Великая страна - Леонид Костюков
Шрифт:
Интервал:
— Ну как, дочка, — задорно подмигнул Мэгги мистер Курли, — хороший Станиславский?
— Вы ожидаете, Слейтон, что я отвечу искренне? — сухо поинтересовалась Мэгги.
— Уверен.
— Так вот. Как театральный анекдот это мило. Но к системе Станиславского имеет мало отношения. Это скорее вахтанговский театр, модернизированный Михаилом Чеховым и как бы на фоне Голливуда.
Повисла тишина.
— А что же такое настоящая система Станиславского? — спросил кто-то, кажется, Мартинес.
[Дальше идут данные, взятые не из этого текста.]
PR #12341, opened 2018-11-27
Simplification self plugin for BSD.

devnexen:
For 3 of them since we do not do mappings bookeeping and
displaying permission bits.

### DIFF
--- a/libr/io/p/io_self.c
+++ b/libr/io/p/io_self.c
@@ -546,48 +546,34 @@ bool bsd_proc_vmmaps(RIO *io, int pid) {
 		}
 		ut8 *p_start = p;
 		ut8 *p_end = p + size;
-		int n = 0;
-
-		while (p_start < p_end) {
-			struct kinfo_vmentry *entry = (struct kinfo_vmentry *)p_start;
-			size_t sz = entry->kve_structsize;
-			if (sz == 0) {
-				break;
-			}
-			p_start += sz;
-			n ++;
-		}
-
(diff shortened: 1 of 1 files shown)


libr/io/p/io_self.c
```diff
@@ -546,48 +546,34 @@ bool bsd_proc_vmmaps(RIO *io, int pid) {
...
-			goto exit;
-		}
-
-		p_start = p;
 
 		while (p_start < p_end) {
 			struct kinfo_vmentry *entry = (struct kinfo_vmentry *)p_start;
 			size_t sz = entry->kve_structsize;
 			int perm = 0;
+			char pstr[4] = {0};
```
radare: this wont  work because initial  string  should be "---". anyway this is implemented in r_str_rwx, better use this function

libr/io/p/io_self.c
```diff
@@ -622,23 +607,28 @@ bool bsd_proc_vmmaps(RIO *io, int pid) {
...
 		if (entry.kve_protection & KVE_PROT_EXEC) {
 			perm |= R_PERM_X;
+			pstr[2] = 'w';
 		}
 
-		io->cb_printf (" %p - %p [off. %zu]\n",
+		io->cb_printf (" %p - %p %3s [off. %zu]\n",
 				(void *)entry.kve_start,
 				(void *)entry.kve_end,
+				pstr,
```
radare: same here

PR #12348, opened 2018-11-28
Set the core offset right and update the panels correctly when scrolling disassembly##panels

Vane11ope:
Removed the "refresh" parameter from Panel so that all the panels will be refreshed all the time. 
The core offset was not set right in some places, now they are fixed.
Some fixes and refactoring are additional.


radare:
Isnt this making it slow ?

Vane11ope:
@radare not critically but i might have second thought. im getting it back wait.

Vane11ope:
@radare done. this is better. please edit the commit message like the title of this PR which i edited when you squash and merge. thank you :)

Vane11ope:
oh thought i messed up but actually master was red.

radare:
appveyour build is unhappy

radare:
please rebase master is green

PR #12349, opened 2018-11-28
Minor fixes/cleanups

dav1901:


libr/asm/arch/msp430/msp430_disas.c
```diff
@@ -180,7 +180,7 @@ static int decode_emulation(ut16 instr, struct msp430_cmd *cmd)
 /* return #byte of instruction */
 static int decode_addressing_mode(ut16 instr, ut16 op1, ut16 op2, struct msp430_cmd *cmd)
 {
-	int ret, srcOperInCodeWord = 0;
+	int ret = 0, srcOperInCodeWord = 0;
```
radare: will be better to update this file from gnu

PR #12353, opened 2018-11-29
Little type correction/panels.

devnexen:


devnexen:
Just realized there is build bug with meson due to missing clock nanosleep check, probably radare already working on it though.

PR #12356, opened 2018-11-29
Cut flags inbytes string if too long

### LINKED ISSUE #12294: Flags in bytes not working well
Sometimes flags in bytes are not positioned correctly:
img_20181123_032309_676

cyanpencil:
Fix #12294 

if the `flagstr` is too long (longer than ds->nb - 1, which is the number of cells available for opcode bytes, that depends on asm.nbytes), cut it with a `\0`


radare:
isnt this chopping the flags too early? in the screenshot of the issue seems like there maybe enough space to print that flag in there

PR #12357, opened 2018-11-29
Fix few leaks

dav1901:
Fix few leaks in astr.


libr/util/astr.c
```diff
@@ -43,7 +43,11 @@ R_API RASN1String *r_asn1_concatenate_strings (RASN1String *s0, RASN1String *s1,
 		r_asn1_free_string (s0);
 		r_asn1_free_string (s1);
 	}
-	return r_asn1_create_string (str, true, len);
+	RASN1String* asn1str = r_asn1_create_string (str, true, len);
```
radare: this seems to be a pretty bad design api. the ownership of str shouldn't be transferred conditionally

cc @wargio

radare:
Ping @wargio

wargio:
actually i don't see why the string has to be handled here in case of failure.
on normal libs you check the api output and if it fails you dealloc the string, not the library

libr/util/astr.c
wargio: RASN1String is meant for that.

radare:
pls rebase and solve conflicts

libr/util/astr.c
```diff
@@ -280,7 +301,11 @@ R_API RASN1String *r_asn1_stringify_oid (const ut8* buffer, ut32 length) {
 		}
 		++i;
 	} while (X509OIDList[i].oid && X509OIDList[i].name);
-	return r_asn1_create_string (str, true, ASN1_OID_LEN);
+	RASN1String* asn1str = r_asn1_create_string (str, true, ASN1_OID_LEN);
+	if (!asn1str) {
```
radare: as i said, r_asn1_create_string() should take const char * as 1st argument. and the caller should always free the str. dont make ownership behaviour conditional because that confuses developers and makes it easier to introduce bugs

dav1901: `r_asn1_create_string` returns `NULL` on failure and doesn't free the string, since `str` is allocated locally in this function, not freeing it in that case would cause a leak in memory.

radare:
...

i know, and thats WRONG behaviour. just fix the asn1_create_string to have a consistent behaviour, taking the first argument as const char* and never freeing the arg passed.

in fact the function takes const char* which is making this behaviour even more confusing, because the string is not const at all.

radare:
anyway, im merging, i will fix that code later, tired of waiting

PR #12362, opened 2018-11-30
Refline generation ignores comments

kazarmy:


kazarmy:
I think all this malloc'ing and free'ing is a bit slow, so don't merge yet.

kazarmy:
ok can merge now if green

PR #13949, opened 2019-05-03
Filter is supported with command f/F ##panels

Vane11ope:
GIFrecord_2019-05-03_223420


radare:
f should be to set/unset flags but the feature looks cool

PR #13962, opened 2019-05-05
Add unsigned decimal output to ? command

Phude:
The non-JSON version of the command still differentiates between inputs greater/less than 32 bits and includes only the appropriate output.


radare:
conflcts with https://github.com/radare/radare2/pull/13963

can you make the PR green?

PR #13974, opened 2019-05-06
Fixed a few things

Vane11ope:
tab number starts off 1 to n

and also fixed a bug with which r2 will crash if you push 0 when selecting nth tab

### DIFF
--- a/libr/core/panels.c
+++ b/libr/core/panels.c
@@ -4193,16 +4193,17 @@ static RPanels *get_cur_panels(RPanelsRoot *panels_root) {
 }
 
 static bool handle_tab(RCore *core) {
-	char msg[128];
+	char *msg;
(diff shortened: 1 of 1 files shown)


libr/core/panels.c
```diff
@@ -4193,10 +4193,16 @@ static RPanels *get_cur_panels(RPanelsRoot *panels_root) {
 }
 
 static bool handle_tab(RCore *core) {
+	char msg[128];
```
radare: dont use static buffers. use r_str_newf or so, but if u want static buffer, make it of the screen width, not a fixed 128 length

Vane11ope: ah okay hang on

Vane11ope:
done

PR #13979, opened 2019-05-06
R anal op var for arm

### LINKED ISSUE #13970: Implement RAnalOp.var support for ARM
https://github.com/radare/radare2/pull/13771#issuecomment-489566905

bart1e:
Filled op->src[0] and op->dst for LOAD, STORE, ADD and SUB in ARM. Some tests may not be passed, but I suppose the behaviour is correct (although I'm not an expert with ARM, so I would ask you to verify that), except 'db/cmd/types jni and SoP' where I'm not sure.
One more important thing: since ADD and SUB are working differently on different architectures (in x86 sub rax, rbx uses values of both registers, but on ARM SUB usually just overwrites destination without using its value), I had to add new `if `to rargs detection switch, and it checks for architecture used. If you have any better idea how to solve this problem, please share it. :) 
fix #13970

### DIFF
--- a/libr/anal/p/anal_arm_cs.c
+++ b/libr/anal/p/anal_arm_cs.c
@@ -58,8 +58,8 @@
 #define ISPREINDEX64() ((OPCOUNT64() == 3) && (ISMEM64(2)) && (ISWRITEBACK64()))
 #define ISPOSTINDEX64() ((OPCOUNT64() == 4) && (ISIMM64(3)) && (ISWRITEBACK64()))
 
-static RRegItem base_regs[2];
-static RRegItem regdelta_regs[2];
+static RRegItem base_regs[4];
+static RRegItem regdelta_regs[4];
 
 static const ut64 bitmask_by_width[] = {
 	0x1, 0x3, 0x7, 0xf, 0x1f, 0x3f, 0x7f, 0xff, 0x1ff, 0x3ff, 0x7ff,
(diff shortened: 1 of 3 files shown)


bart1e:
Support for other operations will be added today or tomorrow. Btw, there is a lot of [XX] on OSX. Do you have any idea what is going wrong there?

radare:
Probably the same that was happening in x86? Didnt had time to chk this pr yet. I have 2 more prs to finish before having time for more

libr/anal/p/anal_arm_cs.c
```diff
@@ -58,6 +58,9 @@
 #define ISPREINDEX64() ((OPCOUNT64() == 3) && (ISMEM64(2)) && (ISWRITEBACK64()))
 #define ISPOSTINDEX64() ((OPCOUNT64() == 4) && (ISIMM64(3)) && (ISWRITEBACK64()))
 
+static RRegItem base_regs[4];
```
radare: avoid globals

libr/anal/p/anal_arm_cs.c
```diff
@@ -3108,32 +3125,67 @@ static void set_opdir(RAnalOp *op) {
...
-		ZERO_FILL (reg);
-		op->dst->reg = &reg;
-		if (bits == 64) {
-			parse_reg64_name (op->dst->reg, handle, insn, 1);
-			op->dst->delta = MEMDISP64(1);
-		} else {
-			parse_reg_name (op->dst->reg, handle, insn, 1);
-			op->dst->delta = MEMDISP(1);
-		}
+		set_src_dst (op->dst, &handle, insn, 1, bits);
```
radare: uhm isnt this 0, and 1, instead of 1 and 0?

bart1e: I suppose no; str in ARM has source as first operand as far as I know.

radare:
right, its like this, so nvm

just did a cheap review without testing your code :P 

i finished 1 pr, must finish the other one and then ill chk this one, can you have another look and see why the broekneess?

bart1e:
> right, its like this, so nvm just did a cheap review without testing your code :P i finished 1 pr, must finish the other one and then ill chk this one, can you have another look and see why the broekneess?

It's because in some cases it detects new arguments, but in other ones some regs which were previously are not detected as such now. I think the behaviour is correct though. I'm only not sure about this test I mentioned in description.

libr/anal/p/anal_arm_cs.c
bart1e: OK, I'll change that.

radare:
Yeah i think the new output is correct. considering that the arg ananlysis is far from perfect . can you rebase this PR to get green appveyour and send a PR to r2r updating the tests?

thanks!

radare:
yep, fix this before updating the r2r

libr/anal/p/anal_arm_cs.c
bart1e: Is there any better way to do that other than dynamically allocating op regs? I don't want to do that this way, because it won't be freed by r_anal_op_fini (it's TODO in r_anal_value_free). Of course, if you wish, I may fix it, so it frees also RRegItems and implement it this way.

radare:
Using the heap will be slower but more correct and safer. We can also enlarge the ranalop struct or refactor it but this will take more time. 

Few places we handle more than one ranalop at the same time and having this as global may result in unexpected behaviours

bart1e:
OK, so I’ll implement RRegItem free. But there are global regs used in op_fillvals for several other architectures, so I may change them as well.

radare:
👍

bart1e:
There is one problem with this approach I'm afraid. I cannot free regs in r_anal_value_free since not all are allocated dynamically (in some places they are initialised by r_reg_get). Possible solution would be to implement something like r_anal_reg_free and call it only while there was called r_anal_op with R_ANAL_OP_MASK_VAL. Do you have any better idea how to resolve that?

radare:
uhm yeaah thats a bit scary maybe worth delaying this to 3.6, release is this sunday

radare:
merging, as long as this reg-free issue is also happening on x86 and the output of the tests look better.

PR #13993, opened 2019-05-07
Fixpanelsbug

KoWu:
when loading a .r2panels terminate the string properly.


Vane11ope:
wtf why you merged this seriously. wtf.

— Вы действительно хотите это знать?
— Уверен, — ответили американцы неуверенно и вразнобой.
— Ну что ж. Тогда слушайте.
— Театр Чехова и Станиславского начинается с того, что вы покупаете билеты. Обычно два: мужчина покупает билет для себя и своей жены. Они предвкушают этот поход в театр, как праздник. В день спектакля прибегают домой пораньше, оставляют бабушку с детьми, красиво одеваются, жена слегка красит губы и ресницы, и они едут в театр. Там вешалка, фойе…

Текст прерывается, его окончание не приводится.